Projects supported by the USAID/PCAB program must, in aggregate, contribute to the protection and maintenance of biodiversity, forest cover and ecosystem function in the Brazilian Amazon, and do so in a way that is also supportive or enhancing of community well-being. The expanded Nossa Terra/Sustainable Livelihoods project will contribute to securing biodiversity in Amazonian protected areas by facilitating the entry, permanence or increased scope of participation of resident communities in sustainable, value-added, natural resource-based value chains. The project treats the community-territory-natural resource base in indigenous lands and multiple-use conservation units as a linked socio-ecological system whose resilience is rooted in the dynamic interactions among people, territory and resources and affected by external policy, economic and environmental factors.

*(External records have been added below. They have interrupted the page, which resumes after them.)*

PR #1922, opened 2020-07-16
Check if the accused member ID is non-zero

pdyraga:
In the resolve secret shares accusation phase and resolve public key share points accusations phase, we were checking whether the accused member ID does not exceed the group size. We were not, however, checking if it's non-zero which could result in returning an error from GJKR protocol.

### DIFF
--- a/pkg/beacon/relay/gjkr/protocol.go
+++ b/pkg/beacon/relay/gjkr/protocol.go
@@ -549,7 +549,8 @@ func (sjm *SharesJustifyingMember) ResolveSecretSharesAccusationsMessages(
 	for _, message := range messages {
 		accuserID := message.senderID
 		for accusedID, revealedAccuserPrivateKey := range message.accusedMembersKeys {
-			if sjm.ID == accusedID || int(accusedID) > sjm.group.GroupSize() {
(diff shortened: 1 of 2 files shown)


pkg/beacon/relay/gjkr/protocol.go
```diff
@@ -549,7 +549,8 @@ func (sjm *SharesJustifyingMember) ResolveSecretSharesAccusationsMessages(
 	for _, message := range messages {
 		accuserID := message.senderID
 		for accusedID, revealedAccuserPrivateKey := range message.accusedMembersKeys {
-			if sjm.ID == accusedID || int(accusedID) > sjm.group.GroupSize() {
+			isAccusedValid := accusedID > 0 && int(accusedID) <= sjm.group.GroupSize()
```
dimpar, line 552: can we add `id`? `isAccusedIdValid`

pdyraga: Yeah, good idea but it has to be `isAccusedIDValid` then because Go linter complains about `Id` vs `ID` (:untada:)

dimpar:
LGTM, if @lukasz-zimnoch has no comments, I think we can merge.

Recent studies from the Amazon Fund have identified the lack of sustainable value chains as a weak link in the economy of traditional forest peoples and highlighted the need for work to structure them and improve their sustainability, increasingly connecting them with private sector actors interested in bottom-line solutions. Forest peoples that live in protected areas, however, face several daunting obstacles that need to be overcome in order to move their economies beyond a subsistence level and allow them to participate more readily in regional and national markets. These obstacles include long distances from major markets, lack of adequate transportation and financial infrastructure, and lack of knowledge regarding the requirements for successful business enterprises. Additional constraints, albeit necessary ones, derive from regulations for production in Brazilian protected areas. Resident families and communities in extractive reserves cannot lease land or resources for outside interests to explore, and exploitation of common pool resources is expected to occur in a non-privatized manner with return of benefits to the communities. Therefore, appropriately, timber and non-timber forest products can only be extracted and enter a value chain from extractive reserves at scale through community-based enterprises that control the early, territory-based stages of production[1].

This project addresses many of these obstacles in an integrated, strategic manner. This theory of change starts from several key premises. The project proposes that when protected area communities receive economic benefits from sustainably harvested forest-based products (in addition to the subsistence benefits they already receive from these resources as a result of secure access to their territories) they are less likely to adopt economic activities that damage the forest and are more likely to remain resident in the protected area. If community members themselves are involved in value-added processing and in presenting and negotiating their products in urban areas, then more value and capacities eventually accrue to the communities.


The project works in Indigenous Lands and in Multiple Use protected areas, primarily Extractive Reserves but also National Forests and Sustainable Development Reserves. In National and State Forests, outside of any areas zoned for resident community use, the government can lease forest tracts to the private sector for low-impact timber extraction. Timber production in Extractive Reserves is only allowed by communities, but the communities must have a rigorous, government approved forest management plan. At the other end of the scale of production, individual families can collect and sell non-timber forest products. In the case of tourism, regulations for tourism operation concessions to either the private sector or communities in multiple-use protected areas are still being developed and tested.